Действие происходило в XIII веке и было построено на двух противоположных элементах: русском, с одной стороны, и тевтонских крестоносцев, — с другой. Естественным соблазном было использовать подлинную музыку того времени. Но уже знакомство с католическими песнопениями XIII века показало, что эта музыка за истекшие семь столетий настолько отошла от нас, сделалась настолько чуждой в эмоциональном отношении, что уже не могла дать достаточно пищи для воображения зрителю фильма. Поэтому представлялось более «выгодным» дать ее не в том виде, в котором она действительно звучала во времена Ледового побоища, а в том, в каком мы сейчас ее воображаем. Точно так же и с русской песней: ее надо было дать в современном складе, оставляя в стороне вопрос о том, как ее пели семьсот лет назад.
После сочинения музыки важную роль играло чисто звуковое воплощение ее. Несмотря на огромные и все продолжающиеся успехи звукозаписи, последняя еще не достигла полного совершенства, и присутствие некоторых хрипов и искажений можно открыть в самом лучшем микрофоне, не говоря уже о второсортных. Явилась мысль, нельзя ли использовать отрицательные стороны микрофона так, чтобы извлечь из них своеобразные эффекты. Например: известно, что сильная струя звука, направленная при записи прямо в микрофон, ранит пленку, наносит на нее травму, производящую при исполнении неприятный треск. Но так как звук тевтонских труб был несомненно неприятен для русского уха, то я заставил играть эти фанфары прямо в микрофон, что и дало любопытный драматический эффект. Микрофонную запись можно использовать и с других точек зрения. Так, известно, что в оркестре есть мощные инструменты, например тромбон, и более слабые, скажем — фагот. Но если мы посадим фагот у самого микрофона, а тромбон в 20 метрах от него, то получится огромный, сильный фагот и на фоне его крошечный, еле слышный тромбон. Это дает целое поприще для «перевернутой» оркестровки, немыслимой в пьесах для симфонического исполнения. Еще пример: в одну студию мы помещали трубачей, в другую хор, которые исполняли свои партии одновременно. Из каждой студии шел провод в будку, где производилась запись и где простым поворотом рычага мы могли усилить или ослабить ту или другую группу в зависимости от требований драматического действия. Записывали мы и на три микрофона, что требовало огромного искусства у смешивавшего («микшировавшего») все три струи. В этом отношении Б. А. Вольский, сидевший у рычагов, был неподражаем.

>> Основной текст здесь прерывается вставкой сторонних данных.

PR #8517, opened 2026-09-03
fix: skip mongo uri setting for default idp relying on system cluster

leleueri:
This commit remove the mongo connection settings from the default idp config.
Is introduce a new setting to disable this behaviour (domains.identities.default.useSystemCluster)
If disable the default config is initialized using the management scope settings.

In cloud mode (installation.type: managed), the system cluster usage is enforced.

Important Reminder: the setting "repositories.system-cluster" has to be configure in a consistent manner across Management API and Gateway services. Only two values are possible
* management: idp collections are in the same cluster/database as the configuration entities (domain, app, factor configuration...)
* gateway: idp are manage by the DataPlane storage. That means in the MAPI, the connection rely on the dataplane definition linked to the domain and on Gateway side, the connection rely on the gateway scope settings. It is required that the gateway repository scope settings on the GW gravitee.yaml match the same cluster and db as the dataplane definition on MAPI

Fix AM-7606

### DIFF
--- a/gravitee-am-management-api/gravitee-am-management-api-service/src/main/java/io/gravitee/am/management/service/impl/DefaultIdentityProviderServiceImpl.java
+++ b/gravitee-am-management-api/gravitee-am-management-api-service/src/main/java/io/gravitee/am/management/service/impl/DefaultIdentityProviderServiceImpl.java
@@ -18,6 +18,7 @@ package io.gravitee.am.management.service.impl;
 import com.fasterxml.jackson.core.JsonProcessingException;
 import com.fasterxml.jackson.databind.ObjectMapper;
 import com.google.common.io.BaseEncoding;
+import io.gravitee.am.common.env.CloudProperties;
 import io.gravitee.am.common.env.RepositoriesEnvironment;
 import io.gravitee.am.identityprovider.api.User;
 import io.gravitee.am.management.service.DefaultIdentityProviderService;
@@ -43,6 +44,7 @@ import java.util.Map;
 import java.util.Optional;
 import java.util.Set;
 
+import static io.gravitee.am.repository.BackendConfigurationUtils.DEFAULT_SYSTEM_CLUSTER;
 import static io.gravitee.am.repository.BackendConfigurationUtils.getMongoDatabaseName;
 import static io.gravitee.am.repository.BackendConfigurationUtils.SYSTEM_CLUSTER;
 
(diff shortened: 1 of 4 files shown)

Кинематограф — искусство молодое, очень современное, предоставляющее композитору новые, интересные возможности, которыми надо пользоваться. Композиторы должны разрабатывать их, а не ограничиваться сочинением музыки и затем сдачей ее на кинофабрику на милость тех, кто будет записывать на пленку. Звукооператоры могут иметь лучшие намерения, но они не в состоянии распоряжаться музыкой в той мере, как это сделает сам композитор. Во время работы над «Александром Невским» я встретил самое предупредительное отношение как со стороны дирекции «Мосфильма», так и со стороны сотрудников по записи звука. Все мои выдумки, среди которых рядом с удачами были и совершенно неудачные эксперименты, выполнялись с готовностью. О нашей совместной работе у меня осталось отличное воспоминание. Но совершенно замечателен был Эйзенштейн, которого, закончив репетиции, мы непременно приглашали к моменту записи звука на пленку: он всегда находил какую-нибудь деталь, которую надо выделить, какой-нибудь драматический эффект, который необходимо подчеркнуть, и этим повышал качество нашей работы. Его уважение к музыке было так велико, что в иных случаях он готов был «подтянуть» пленку со зрительным изображением вперед или назад, лишь бы не нарушить целостности музыкального отрывка.